Your task:
All lines in the data below carrying the string "product" are to be located and copied.

Data extracted from a collection:
PR #779, opened 2026-07-30
Include the error in fail_many_claimed events and document recovery

### LINKED ISSUE #591: Need to retry jobs that died with ProcessPrunedError
We have some situations where we get ProcessPrunedErrors for jobs that were on killed workers (in Kubernetes). We need a way to have those retried. 

`on_thread_error` seems like it might be appropriate, but it is very unclear what the lifecycle would look like using it since the examples are all just for error captures.

wintan1418:
Closes #591

### Approach

Following the discussion in #591: not automatic retries (poison-pill risk, as @rosa pointed out), but the hook @nhorton asked for, so applications that know their jobs are idempotent can implement their own recovery policy.

It turns out most of the machinery already exists: `ClaimedExecution.fail_all_with` — the path that marks in-flight jobs as failed when their process is pruned or a crashed fork is reaped — already emits `fail_many_claimed.solid_queue` with the affected `job_ids` and `process_ids`. What was missing was the `error` in the payload, so subscribers couldn't distinguish a prune (`ProcessPrunedError`) from other mass failures, and any documentation that this hook exists.

This PR:

- Adds `error` to the `fail_many_claimed` payload (and to its log line, using the existing `formatted_error` convention).
- Extends the existing instrumentation test to assert the error is included.
- Documents the recovery pattern in the README under "Failed jobs and retries": why these jobs aren't retried automatically, and a subscriber example that re-enqueues via `FailedExecution#retry` with an explicit note that the application must bring its own safeguard against retry loops.

No new machinery, no behavior change for anyone not subscribing to the event.

### Testing

Instrumentation and log subscriber test files green on MySQL.

### DIFF
--- a/README.md
+++ b/README.md
@@ -30,6 +30,7 @@ Solid Queue can be used with SQL databases such as MySQL, PostgreSQL, or SQLite,
   - [Performance considerations](#performance-considerations)
 - [Failed jobs and retries](#failed-jobs-and-retries)
   - [Error reporting on jobs](#error-reporting-on-jobs)
+  - [Jobs interrupted by non-graceful process death](#jobs-interrupted-by-non-graceful-process-death)
 - [Puma plugin](#puma-plugin)
 - [Jobs and transactional integrity](#jobs-and-transactional-integrity)
 - [Recurring tasks](#recurring-tasks)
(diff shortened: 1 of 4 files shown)


rosa (approved):
Nice, thank you!

PR #781, opened 2026-07-30
Replace terminated forks even if releasing their claimed jobs fails

### LINKED ISSUE #683: SolidQueue stops processing any jobs, but does not actually exit, when DB restarts unless --skip-recurring is set
Steps to reproduce:
- Have some jobs defined, including at least one recurring job.
- Run solidqueue
- Restart the database (for example on a mac, `brew services restart mariadb`, or on linux, `systemctl restart mariadb`)
- Notice that an error appears in the terminal that ran solidqueue, but it doesn't exit (not returned to shell), and no jobs are processed in the future

If you do this again but run with `--skip-recurring`, solidqueue will print the error and then exit. This is useful because when running solidqueue in a process monitor such as systemd, the solidqueue process exiting will cause the monitor to restart it - if the database restarted just once, this means no future jobs are missed.

wintan1418:
Fixes #683

### Problem

When the database restarts under a running fork supervisor, the workers and dispatcher crash and exit (their polling loops raise). The supervisor reaps them and calls `replace_fork`, which runs `release_claimed_jobs_by` — a database call — *before* starting the replacement. With the database still down, that call raises, the exception escapes `check_and_replace_terminated_processes`, and the whole `supervise` loop crashes without ever replacing the terminated forks.

The scheduler, whose per-task enqueue errors are reported without killing the process, survives and reconnects — so after the database comes back, recurring jobs keep being enqueued with no workers left to run them. I reproduced this end-to-end on `main` with `docker compose restart mysql` under `bin/jobs`: a growing backlog of ready executions, worker heartbeats frozen at the restart timestamp, and a supervisor that never recovers. Full chain of evidence — including the recovered crash backtrace and why the process hangs instead of exiting when the `debug` gem is loaded — is written up in a comment on #683.

### Fix

Rescue errors from `release_claimed_jobs_by` in `replace_fork`, report them through `handle_thread_error`, and start the replacement regardless. The database being unreachable at that moment is likely the very reason the fork died, so the replacement can't depend on it.

The terminated fork's claimed jobs aren't lost by skipping the release: its stale process registration is pruned once the database is reachable again, and pruning fails its claimed executions through the normal `ProcessPrunedError` path.

### Testing

- New unit test: `replace_fork` still starts the replacement when releasing claimed jobs raises `ConnectionNotEstablished` (errors without this change, passes with it).
- Live verification of the original scenario: with this change, `bin/jobs` under a `docker compose restart mysql` recovers by itself — replacement workers crash-loop through the boot-timeout path while the database is down, then re-register and drain the backlog as soon as it's back. On `main`, the same scenario ends with a permanently dead supervisor loop and an ever-growing backlog.

### DIFF
--- a/lib/solid_queue/fork_supervisor.rb
+++ b/lib/solid_queue/fork_supervisor.rb
@@ -73,8 +73,16 @@ module SolidQueue
         if terminated_fork = process_instances.delete(pid)
           terminated_fork.mark_as_reaped
           payload[:fork] = terminated_fork
-          error = Processes::ProcessExitError.new(status)
-          release_claimed_jobs_by(terminated_fork, with_error: error)
+
+          begin
+            release_claimed_jobs_by(terminated_fork, with_error: Processes::ProcessExitError.new(status))
+          rescue StandardError => error
+            # The database may be unreachable — likely the same reason the fork
+            # terminated. Starting the replacement can't depend on it: the jobs
+            # claimed by the terminated fork will be failed when its stale
+            # registration is pruned once the database is back.
+            handle_thread_error(error)
+          end
 
           start_process(configured_processes.delete(pid))
         end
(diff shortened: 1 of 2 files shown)


rosa (approved):
Thank you @wintan1418, very nice!

PR #2642, opened 2018-03-26
added: *.iobj, *.ipdb

linlux:
"These files are produced when Incremental Link-Time Code Generation (LTCG) is enabled."
https://stackoverflow.com/questions/31554559/possible-to-stop-generating-ipdb-iobj-files-by-visual-studio-2015


shiftkey:
@linlux thanks!

PR #2643, opened 2018-03-28
Add exclude credential master key of Rails 5.2

chimame:

From Rails 5.2, the function to handle confidentiality is added.
A master key for restoring confidentiality is created, but it is better not to manage git.

- https://github.com/rails/rails/commit/69f976b859cae7f9d050152103da018b7f5dda6d
- https://github.com/rails/rails/commit/f27319a72a4ccfbffc575b752e4d91136f23725e#diff-24ae9dbe3383b08f36a08bfac6cf5fc7


shiftkey:
@chimame thanks!

PR #2644, opened 2018-03-28
Add the idea caches to gitignore

Terik23:

After updating to a new android studio, projects began to store some cache in the folder .idea/caches/
For example:

```
~/ExampleAndroidProject/.idea/caches
$ ls
build_file_checksums.ser
```

### DIFF
--- a/Android.gitignore
+++ b/Android.gitignore
@@ -39,6 +39,7 @@ captures/
 .idea/gradle.xml
 .idea/dictionaries
 .idea/libraries
+.idea/caches
 
 # Keystore files
 # Uncomment the following line if you do not want to check your keystore files in.


shiftkey:
@Terik23 any links to StackOverflow discussions or other documentation about this change?

5teveroy:
The only thing I find is here and it seems to support the idea of ignoring `build_file_checksums.ser`:
https://github.com/wh0/wh0.github.io/blob/master/_posts/2018-02-17-build-file-checksums-ser.md

The name "caches" suggests the directory should be ignored altogether, but I don't have any hard info on that.

shiftkey:
@Terik23 @5teveroy thanks for the details - that's good enough for me!

PR #2645, opened 2018-03-29
Update VisualStudio.gitignore

Duracell1989:
If you have a project named for example 'MyService.User'; the *.user will ignore this folder.
What you want; is to exclude all the *.csproj.user and *vb.proj.user files.


Skippern:
VisualStudio.gitignore probably should be moved to the Global subfolder, together with other OS and editor files?

Duracell1989:
Moved the VisualStudio.gitignore to the global folder.

shiftkey:
> VisualStudio.gitignore probably should be moved to the Global subfolder, together with other OS and editor files?

This change was not necessary, and will likely add more confusion. Some context: `VisualStudio.gitignore` was put in place to consolidate `CSharp.gitignore` and `VisualBasic.gitignore` into one template (the rules ended up being less language-specific and more tooling specific, and were common to both), and it's been kept at the root to help ensure people would find it and didn't creating new templates again.

It's the only exception I'm aware of to our existing conventions about `Global`, because of it's unique purpose of being a tool that services a broad ecosystem of tools and languages.

ArtureMsM:
A wonderful platform for innovation, creativity, progress, unite to achieve ones stupendous aspirations and goals in this age of e-digital-marketing, be it for business or for professional services; sky-is-the-limit!
00917900132499, 00912228103445

Duracell1989:
Reverted the VisualStudio.gitignore back to the main folder.
Added the vbproj.user files to the ignored files.

Duracell1989:
@shiftkey:  I think this PR can be merged?

PR #2646, opened 2018-03-30
JetBrains: add .idea/httpRequests

ikemo3:

This directory used by HTTP Client in IntelliJ IDEA (and other product), contains only requests history.

https://www.jetbrains.com/help/idea/http-client-in-product-code-editor.html#viewingResponse


shiftkey:
@ikemo3 thanks for linking to the docs for this feature!

PR #2647, opened 2018-03-30
Update Android.gitignore

leesah:
Ignore .idea/caches/build_file_checksums.ser

I noticed this today after upgrading to Android Studio 3.1. And the file name suggests it's checksums of some cached files and should not be checked in to git.

https://stackoverflow.com/questions/49557737/should-i-add-idea-caches-build-file-checksums-ser-to-gitignore


shiftkey:
@leesah thanks for this, but I just merged #2644 which was the same change

PR #2648, opened 2018-03-31
Update Android.gitignore

leesah:
Ignore .idea/assetWizardSettings.xml for Android Studio 3.1

This file was created when I create Image Asset or Vector Asset. It contains the full path to where my Android Studio is installed.

See [here](https://github.com/leesah/nirvana/blob/3c1204ab20a058b524f7e1bf81b7bc9e3046a865/.idea/assetWizardSettings.xml#L38).

I haven't found any.

### DIFF
--- a/Android.gitignore
+++ b/Android.gitignore
@@ -37,6 +37,7 @@ captures/
 .idea/workspace.xml
 .idea/tasks.xml
 .idea/gradle.xml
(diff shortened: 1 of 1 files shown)


kevinc123:
Why not ignore complete .idea folder??

shiftkey:
@leesah thanks!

Response to the task:
This directory used by HTTP Client in IntelliJ IDEA (and other product), contains only requests history.
https://www.jetbrains.com/help/idea/http-client-in-product-code-editor.html#viewingResponse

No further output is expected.